Record set
[Start of Attachment]

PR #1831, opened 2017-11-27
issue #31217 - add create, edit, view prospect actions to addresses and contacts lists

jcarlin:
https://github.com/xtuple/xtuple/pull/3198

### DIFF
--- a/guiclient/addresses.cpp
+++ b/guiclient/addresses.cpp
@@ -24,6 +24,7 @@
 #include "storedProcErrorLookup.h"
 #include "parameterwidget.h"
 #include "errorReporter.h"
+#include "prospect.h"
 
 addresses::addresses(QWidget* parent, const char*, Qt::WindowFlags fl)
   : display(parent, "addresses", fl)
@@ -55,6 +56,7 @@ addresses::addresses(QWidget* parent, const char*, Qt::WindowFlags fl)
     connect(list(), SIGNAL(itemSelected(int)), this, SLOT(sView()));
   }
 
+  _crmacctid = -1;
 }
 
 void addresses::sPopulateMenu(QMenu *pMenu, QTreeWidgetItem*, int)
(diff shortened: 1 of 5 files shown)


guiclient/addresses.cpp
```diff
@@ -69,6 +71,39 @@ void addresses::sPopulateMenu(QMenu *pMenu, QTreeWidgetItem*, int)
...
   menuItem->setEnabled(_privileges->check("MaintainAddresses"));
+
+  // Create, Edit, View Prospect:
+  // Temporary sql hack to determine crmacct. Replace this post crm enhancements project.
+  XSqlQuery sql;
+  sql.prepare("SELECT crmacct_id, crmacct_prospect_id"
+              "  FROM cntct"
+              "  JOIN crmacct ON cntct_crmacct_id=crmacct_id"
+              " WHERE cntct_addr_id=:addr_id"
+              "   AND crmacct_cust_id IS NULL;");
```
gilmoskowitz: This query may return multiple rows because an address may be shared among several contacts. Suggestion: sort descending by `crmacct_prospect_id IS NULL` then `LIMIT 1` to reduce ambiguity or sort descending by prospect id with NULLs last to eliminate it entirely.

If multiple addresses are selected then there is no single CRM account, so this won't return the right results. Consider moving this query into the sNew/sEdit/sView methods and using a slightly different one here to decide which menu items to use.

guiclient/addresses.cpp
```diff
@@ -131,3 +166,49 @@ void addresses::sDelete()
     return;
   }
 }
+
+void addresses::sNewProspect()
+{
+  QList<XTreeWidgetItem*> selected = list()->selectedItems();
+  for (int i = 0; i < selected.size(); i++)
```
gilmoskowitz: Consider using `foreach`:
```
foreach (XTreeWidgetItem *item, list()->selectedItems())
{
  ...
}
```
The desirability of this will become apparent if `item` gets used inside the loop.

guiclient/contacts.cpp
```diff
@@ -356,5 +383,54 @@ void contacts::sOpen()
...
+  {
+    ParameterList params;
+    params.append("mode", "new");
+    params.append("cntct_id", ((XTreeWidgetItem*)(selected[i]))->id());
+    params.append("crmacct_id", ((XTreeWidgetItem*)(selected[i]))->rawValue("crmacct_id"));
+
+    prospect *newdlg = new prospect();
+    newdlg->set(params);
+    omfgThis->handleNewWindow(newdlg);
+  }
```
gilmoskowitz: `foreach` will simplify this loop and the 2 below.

[End of Attachment]
[Start of Attachment]

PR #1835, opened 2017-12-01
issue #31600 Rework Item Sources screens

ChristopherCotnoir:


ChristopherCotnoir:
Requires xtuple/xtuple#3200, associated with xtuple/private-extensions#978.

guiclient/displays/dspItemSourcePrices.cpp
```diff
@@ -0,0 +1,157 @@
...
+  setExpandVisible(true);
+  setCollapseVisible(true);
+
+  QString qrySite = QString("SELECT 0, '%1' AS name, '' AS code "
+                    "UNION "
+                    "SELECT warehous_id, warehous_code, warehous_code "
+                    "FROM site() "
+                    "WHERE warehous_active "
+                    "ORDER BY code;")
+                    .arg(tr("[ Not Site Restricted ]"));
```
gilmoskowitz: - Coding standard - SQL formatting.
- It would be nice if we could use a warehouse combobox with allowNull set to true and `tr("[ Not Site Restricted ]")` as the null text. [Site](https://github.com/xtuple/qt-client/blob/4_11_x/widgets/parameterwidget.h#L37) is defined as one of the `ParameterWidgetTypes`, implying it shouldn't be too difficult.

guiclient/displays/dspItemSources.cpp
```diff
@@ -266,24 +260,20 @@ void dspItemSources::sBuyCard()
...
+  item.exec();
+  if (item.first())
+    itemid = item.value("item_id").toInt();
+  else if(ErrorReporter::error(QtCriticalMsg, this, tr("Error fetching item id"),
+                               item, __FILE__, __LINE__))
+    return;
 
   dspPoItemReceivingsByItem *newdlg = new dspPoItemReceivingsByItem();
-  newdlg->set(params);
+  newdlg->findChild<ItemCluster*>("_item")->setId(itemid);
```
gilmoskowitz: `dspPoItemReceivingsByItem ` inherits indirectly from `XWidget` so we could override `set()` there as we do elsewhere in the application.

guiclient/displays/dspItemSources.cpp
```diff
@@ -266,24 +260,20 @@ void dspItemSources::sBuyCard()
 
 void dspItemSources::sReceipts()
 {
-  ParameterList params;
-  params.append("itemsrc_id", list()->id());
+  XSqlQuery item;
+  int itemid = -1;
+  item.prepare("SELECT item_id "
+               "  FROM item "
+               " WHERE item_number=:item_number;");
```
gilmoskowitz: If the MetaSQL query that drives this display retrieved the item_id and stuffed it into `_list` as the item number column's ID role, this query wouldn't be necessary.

[End of Attachment]
[Start of Attachment]

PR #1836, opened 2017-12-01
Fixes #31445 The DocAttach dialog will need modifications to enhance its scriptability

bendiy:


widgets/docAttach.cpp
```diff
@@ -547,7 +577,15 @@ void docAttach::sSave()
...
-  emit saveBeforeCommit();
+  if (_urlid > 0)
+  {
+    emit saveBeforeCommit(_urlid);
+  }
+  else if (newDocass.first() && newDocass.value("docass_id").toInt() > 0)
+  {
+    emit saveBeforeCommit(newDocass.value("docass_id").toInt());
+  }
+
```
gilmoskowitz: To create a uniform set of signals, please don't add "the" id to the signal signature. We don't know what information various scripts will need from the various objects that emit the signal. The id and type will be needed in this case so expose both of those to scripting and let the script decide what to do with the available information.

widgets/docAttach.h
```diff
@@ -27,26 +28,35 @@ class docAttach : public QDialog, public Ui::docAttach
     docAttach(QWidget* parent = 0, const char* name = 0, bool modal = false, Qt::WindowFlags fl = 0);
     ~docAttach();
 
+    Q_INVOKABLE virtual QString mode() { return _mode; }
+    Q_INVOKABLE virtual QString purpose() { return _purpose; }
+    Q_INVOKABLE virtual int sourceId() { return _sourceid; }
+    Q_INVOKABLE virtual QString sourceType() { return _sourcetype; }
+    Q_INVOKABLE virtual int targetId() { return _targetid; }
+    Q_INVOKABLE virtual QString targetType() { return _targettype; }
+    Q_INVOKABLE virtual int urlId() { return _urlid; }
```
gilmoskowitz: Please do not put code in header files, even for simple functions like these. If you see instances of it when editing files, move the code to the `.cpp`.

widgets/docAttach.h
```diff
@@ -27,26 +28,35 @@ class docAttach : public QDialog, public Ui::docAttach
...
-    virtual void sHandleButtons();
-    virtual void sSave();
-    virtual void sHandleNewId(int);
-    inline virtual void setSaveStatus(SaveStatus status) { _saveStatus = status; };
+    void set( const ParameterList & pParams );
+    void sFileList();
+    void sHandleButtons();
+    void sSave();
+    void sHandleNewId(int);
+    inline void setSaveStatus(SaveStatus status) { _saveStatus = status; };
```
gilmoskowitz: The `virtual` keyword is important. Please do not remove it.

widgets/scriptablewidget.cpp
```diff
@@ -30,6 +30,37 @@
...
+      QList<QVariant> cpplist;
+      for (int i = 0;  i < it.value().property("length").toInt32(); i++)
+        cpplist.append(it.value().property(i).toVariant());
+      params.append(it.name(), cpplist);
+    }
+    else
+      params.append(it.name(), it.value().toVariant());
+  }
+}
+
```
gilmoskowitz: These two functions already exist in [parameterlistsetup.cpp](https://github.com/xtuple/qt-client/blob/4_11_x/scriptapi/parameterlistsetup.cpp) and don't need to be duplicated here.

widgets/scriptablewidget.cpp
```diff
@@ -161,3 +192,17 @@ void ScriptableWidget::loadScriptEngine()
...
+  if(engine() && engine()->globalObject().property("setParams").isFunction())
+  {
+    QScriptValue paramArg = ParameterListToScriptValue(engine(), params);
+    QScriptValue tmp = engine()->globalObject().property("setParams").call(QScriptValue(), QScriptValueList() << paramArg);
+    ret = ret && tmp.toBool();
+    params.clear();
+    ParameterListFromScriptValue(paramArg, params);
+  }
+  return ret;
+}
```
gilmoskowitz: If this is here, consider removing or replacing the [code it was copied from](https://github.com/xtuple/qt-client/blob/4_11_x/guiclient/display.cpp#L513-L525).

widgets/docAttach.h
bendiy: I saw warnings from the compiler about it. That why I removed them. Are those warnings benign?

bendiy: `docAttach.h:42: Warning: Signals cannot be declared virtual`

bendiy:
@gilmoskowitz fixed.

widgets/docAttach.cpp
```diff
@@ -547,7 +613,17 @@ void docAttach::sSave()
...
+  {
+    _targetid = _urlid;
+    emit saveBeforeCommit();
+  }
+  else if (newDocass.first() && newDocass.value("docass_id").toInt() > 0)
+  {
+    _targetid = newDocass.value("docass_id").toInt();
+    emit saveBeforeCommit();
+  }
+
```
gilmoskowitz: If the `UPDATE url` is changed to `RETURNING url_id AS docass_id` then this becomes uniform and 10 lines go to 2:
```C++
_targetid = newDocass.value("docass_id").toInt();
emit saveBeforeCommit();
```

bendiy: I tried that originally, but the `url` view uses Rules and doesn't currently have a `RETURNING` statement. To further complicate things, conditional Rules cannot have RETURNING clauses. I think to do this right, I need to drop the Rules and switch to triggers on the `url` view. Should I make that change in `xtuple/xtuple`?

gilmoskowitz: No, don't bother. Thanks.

[End of Attachment]

Once you find the line with "Requires xtuple/xtuple#3200, associated" above, print it and every line after it up to and including the line with "gilmoskowitz: If the MetaSQL", exactly as written and nothing else.

Requires xtuple/xtuple#3200, associated with xtuple/private-extensions#978.

guiclient/displays/dspItemSourcePrices.cpp
```diff
@@ -0,0 +1,157 @@
...
+  setExpandVisible(true);
+  setCollapseVisible(true);
+
+  QString qrySite = QString("SELECT 0, '%1' AS name, '' AS code "
+                    "UNION "
+                    "SELECT warehous_id, warehous_code, warehous_code "
+                    "FROM site() "
+                    "WHERE warehous_active "
+                    "ORDER BY code;")
+                    .arg(tr("[ Not Site Restricted ]"));
```
gilmoskowitz: - Coding standard - SQL formatting.
- It would be nice if we could use a warehouse combobox with allowNull set to true and `tr("[ Not Site Restricted ]")` as the null text. [Site](https://github.com/xtuple/qt-client/blob/4_11_x/widgets/parameterwidget.h#L37) is defined as one of the `ParameterWidgetTypes`, implying it shouldn't be too difficult.

guiclient/displays/dspItemSources.cpp
```diff
@@ -266,24 +260,20 @@ void dspItemSources::sBuyCard()
...
+  item.exec();
+  if (item.first())
+    itemid = item.value("item_id").toInt();
+  else if(ErrorReporter::error(QtCriticalMsg, this, tr("Error fetching item id"),
+                               item, __FILE__, __LINE__))
+    return;
 
   dspPoItemReceivingsByItem *newdlg = new dspPoItemReceivingsByItem();
-  newdlg->set(params);
+  newdlg->findChild<ItemCluster*>("_item")->setId(itemid);
```
gilmoskowitz: `dspPoItemReceivingsByItem ` inherits indirectly from `XWidget` so we could override `set()` there as we do elsewhere in the application.

guiclient/displays/dspItemSources.cpp
```diff
@@ -266,24 +260,20 @@ void dspItemSources::sBuyCard()
 
 void dspItemSources::sReceipts()
 {
-  ParameterList params;
-  params.append("itemsrc_id", list()->id());
+  XSqlQuery item;
+  int itemid = -1;
+  item.prepare("SELECT item_id "
+               "  FROM item "
+               " WHERE item_number=:item_number;");
```
gilmoskowitz: If the MetaSQL query that drives this display retrieved the item_id and stuffed it into `_list` as the item number column's ID role, this query wouldn't be necessary.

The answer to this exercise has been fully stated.